DocsOllama
Ollama
In order to run local LLMs, HammerAI uses Ollama. Ollama is a SDK that facilitates local deployment and interaction with Large Language Models (LLMs) on personal devices.
About Ollama
At its core, Ollama integrates with llama.cpp, a project that enables running Large Language Models (LLMs) efficiently on local hardware. This integration allows Ollama to leverage the capabilities of llama.cpp for text generation tasks, providing users with powerful language modeling functionalities directly on their machines.
Originally, HammerAI was built on llama.cpp directly and HammerAI spent significant time optimizing its performance. However, as Ollama continued to evolve, it became clear that their dedicated development teams could maintain and improve the system far more efficiently. As a result, HammerAI transitioned to Ollama, benefiting from continuous updates, improved model handling, and better overall performance.
Local Execution and Privacy
One of Ollama's key advantages is its ability to run LLMs locally. This means all data processing occurs on the user's device, enhancing privacy and security by eliminating the need to send data to external servers. Users can interact with LLMs without concerns about data leakage or unauthorized access.
Performance Optimization & GPU Utilization
Ollama will automatically prioritize using GPU computation whenever possible, which significantly enhances model inference speed. Ollama loads and processes models using GPU resources for optimal performance when a supported GPU with sufficient VRAM is available. However, if VRAM is insufficient, the system will automatically fall back to CPU processing, which may result in reduced performance due to the higher computational burden placed on the processor. The Ollama development team continuously maintains and optimizes GPU acceleration, memory management, and model efficiency to ensure stability and efficiency, improving overall system performance.

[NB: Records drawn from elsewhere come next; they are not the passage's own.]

PR #43458, opened 2022-07-28
[9.x] Get the total items with simplePagination

mtawil:
Since we already did counting for all items being paginated with `simplePaginator`, I suggest setting the items count before slicing and adding the ability to get it using the `total` method, the same as on the `LengthAwarePaginator` class.


taylorotwell:
That is not the complete total.

PR #43462, opened 2022-07-28
[9.x] Get filesystem config options using dot array syntax

ziadoz:
This makes it easier to get configuration options from a filesystem, and mirrors the same method on database connections:

```
$filesystem->getConfig();      // ['foo' => 'bar']
$filesystem->getConfig('foo'); // 'bar'
```

In my use case I'm storing additional options in the config used for logging, and this makes it easier to get at.


taylorotwell:

PR #43463, opened 2022-07-28
[9.x] Fixes the issue of overriding `$wrap` property

mahmoudmohamedramadan:
So, let me explain the issue in more detail:

Laravel [says](https://laravel.com/docs/9.x/eloquent-resources#data-wrapping) that I can change `data` keyword via defining a `$wrap` attribute on the resource class like so,

```PHP
/**
 * The "data" wrapper that should be applied.
 *
 * @var string|null
 */
 public static $wrap = 'user';
```

But when I tried this way nothing changed as we can see in the next figure:

before-this-PR

- - -

**If this PR gets merged**

As we can see in the next figure that this issue has been solved 🎉

after-PR-was-accepted

### DIFF
--- a/src/Illuminate/Http/Resources/Json/JsonResource.php
+++ b/src/Illuminate/Http/Resources/Json/JsonResource.php
@@ -80,6 +80,10 @@ class JsonResource implements ArrayAccess, JsonSerializable, Responsable, UrlRou
             if (property_exists(static::class, 'preserveKeys')) {
                 $collection->preserveKeys = (new static([]))->preserveKeys === true;
             }
+            
+            if (property_exists(static::class, 'wrap')) {
+                $collection::$wrap = static::$wrap;
+            }
         });
     }
 


rodrigopedra:
This is a major breaking change. `$wrap` works fine for individual resources. 

An application using `$wrap` for individual resources (the default behavior) is already expecting unwrapped resource collections when calling its `::collection(...)` method.

I am not opposing to you to propose this change, but this should be sent to master instead.

In the meanwhile you can use the docs suggestions on how to wrap resource collections:

> If you would like all resource collections to be wrapped in a `data` key, regardless of their nesting, you should **define a resource collection class for each resource** and return the collection within a `data` key.
> 
> ~~~php
> <?php
>  
> namespace App\Http\Resources;
>  
> use Illuminate\Http\Resources\Json\ResourceCollection;
>  
> class CommentsCollection extends ResourceCollection
> {
>     /**
>      * Transform the resource collection into an array.
>      *
>      * @param  \Illuminate\Http\Request  $request
>      * @return array
>      */
>     public function toArray($request)
>     {
>         return ['data' => $this->collection];
>     }
> }
> ~~~

reference: https://laravel.com/docs/9.x/eloquent-resources#wrapping-nested-resources

PR #45031, opened 2022-11-21
[9.x] ignore ECONNRESET in sqs:ReceiveMessage

Tietew:
`artisan queue:work sqs` frequently (a few times per week) dies with `Aws\Sqs\Exception\SqsException`:
> Aws\Sqs\Exception\SqsException: Error executing "ReceiveMessage" on "https://(queue url)"; AWS HTTP error: cURL error 35: OpenSSL SSL_connect: Connection reset by peer in connection to sqs.(region).amazonaws.com:443

This error may be caused by reusing HTTP connection after keepalive timeout.
It can be ignored safely and we should retry.

It is very noisy when we define custom `ErrorHandler` to report exceptions, but ignoring all `SqsException` may suppress other important errors.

GPU vs. CPU Utilization in Model Generation
Unlike some frameworks that allow concurrent GPU and CPU utilization, Ollama operates in a way that selects either the GPU or the CPU for computation based on available system resources. If the GPU has enough VRAM, it will handle the computation entirely. If not, the workload falls back to CPU processing.
However, recent observations suggest that Ollama may sometimes partially allocate a model between the CPU and GPU, resulting in mixed utilization configurations, such as 48% CPU / 52% GPU usage. This suggests some adaptive allocation, though it remains unclear whether Ollama dynamically adjusts computational offloading during runtime or if this allocation remains static once the model is loaded.

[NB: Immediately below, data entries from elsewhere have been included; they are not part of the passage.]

PR #45051, opened 2022-11-22
make DB select work in migration pretend mode

### LINKED ISSUE #45050: DB Select statement do not return data in migration pretend mode
- Laravel Version: 9.0
- PHP Version: 8.0.21
- Database Driver & Version:
Mysql
### Description:
In database Laravel migration pretend mode `Select` statement do not return data which leads to errors in those migrations that read database. For example it could be a migration that extends values list in database field of `enum` type. To avoid hard-coded values lists such migration could first read `enum` type values list from database, then extend it and write the result back to database. Which works correctly in normal database migration mode but gives error when migration is launched in `pretend` mode.

### Steps To Reproduce:
Create a database migration that launch `Select` query and then uses its result in some way - for example to compose then next database query. This gives when migration is launched in `pretend` mode because in that mode `Select` query returns empty data.

lebedevsergey:
Allows to launch Laravel database migrations that read database in pretend mode without errors
The more detailed description is in in issue that this fixes: https://github.com/laravel/framework/issues/45050

### DIFF
--- a/src/Illuminate/Database/Connection.php
+++ b/src/Illuminate/Database/Connection.php
@@ -403,10 +403,6 @@ class Connection implements ConnectionInterface
     public function select($query, $bindings = [], $useReadPdo = true)
     {
         return $this->run($query, $bindings, function ($query, $bindings) use ($useReadPdo) {
-            if ($this->pretending()) {
-                return [];
-            }
-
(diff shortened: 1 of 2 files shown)


taylorotwell:
Would break other applications.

The Ollama documentation provides the following information:
- 100% GPU Usage: The model is fully loaded into the GPU.
- 100% CPU Usage: The model is running entirely in system memory.

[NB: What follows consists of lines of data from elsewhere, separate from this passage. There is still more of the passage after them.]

PR #45052, opened 2022-11-22
[9.x] Create new `schema:load` Artisan command

calebdw:
Hello,

Currently any existing schema files are loaded by the `migrate`/`migrate:fresh` commands when creating a new database. However, I have a couple of  non-default connections that need their schema files to be loaded but *without performing any migrations on those connections*---which is not possible at the moment.

This PR plucks the schema loading logic out of the `migrate` command and creates the sister command to `schema:dump`---namely, it loads/restores a schema file for a given database, but *does not perform any migrations*.

Thanks!

### DIFF
--- a/src/Illuminate/Database/Console/LoadCommand.php
+++ b/src/Illuminate/Database/Console/LoadCommand.php
@@ -1,0 +1,154 @@
+<?php
+
+namespace Illuminate\Database\Console;
+
+use Illuminate\Console\Command;
+use Illuminate\Console\ConfirmableTrait;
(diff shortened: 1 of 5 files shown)


taylorotwell:
I don't really want to make these changes on a patch release. You could likely write your own custom command in your application to do this?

- Mixed Allocation (48% CPU / 52% GPU): The model is split between GPU and system memory, likely due to VRAM limitations or system heuristics.
Understanding these allocation behaviors can help users optimize performance and adjust system configurations accordingly. Users running larger models that exceed available VRAM may experience bottlenecks when the system partially offloads computation to the CPU, reducing overall speed. Users can optimize performance and improve model responsiveness when running HammerAI with Ollama by leveraging GPU resources efficiently and monitoring model allocation behaviors.
Memory Allocation
Ollama manages models efficiently by retaining the loaded model in memory while clearing only the chat context (e.g., prompt history and token buffers) when switching between characters. This means that when a user switches characters within the same model, the model remains in GPU memory, leading to consistent VRAM usage. However, when switching to a different model, the previous model is unloaded before the new one is loaded, resulting in GPU memory usage fluctuations. This behavior allows faster character switching without unnecessary reloading of models, improving responsiveness while conserving system resources.
Optimizing Performance for Better Speed & Stability
For users experiencing reduced performance, consider the following optimization strategies:
- Ensure the selected model size aligns with available system resources. Running models that exceed system capabilities may lead to slow performance or instability.
- Confirm that Ollama supports your GPU. Not all GPUs are compatible, so verifying support can help optimize acceleration.
- Adjust quantization levels for better speed. Lower precision models (e.g., Q4 instead of Q8) can significantly reduce computational overhead while maintaining reasonable output quality.
Users can achieve faster response times and improved efficiency by optimizing system configurations and leveraging GPU acceleration, ensuring a smoother HammerAI experience when running local language models.
HDD vs. SSD – Does Storage Type Matter?
Yes, the type of storage drive you use can impact HammerAI’s performance, particularly if your system relies on page filing to manage memory usage. When RAM is full, the operating system moves less frequently used data to the page file, allowing active processes to continue functioning. However, if both RAM and the page file reach capacity, system performance will degrade significantly, leading to lag, slow response times, and potential errors due to the disparity between storage drive speed and RAM speed.
Using an SSD or M.2 drive instead of an HDD significantly reduces these performance issues because SSDs have faster read and write speeds than traditional spinning-platter hard drives. While an SSD will not replace the need for sufficient RAM, it will mitigate lag and improve responsiveness when system resources are stretched. For optimal performance, ensure your model’s size does not exceed your available RAM and storage capacity, regardless of the drive type.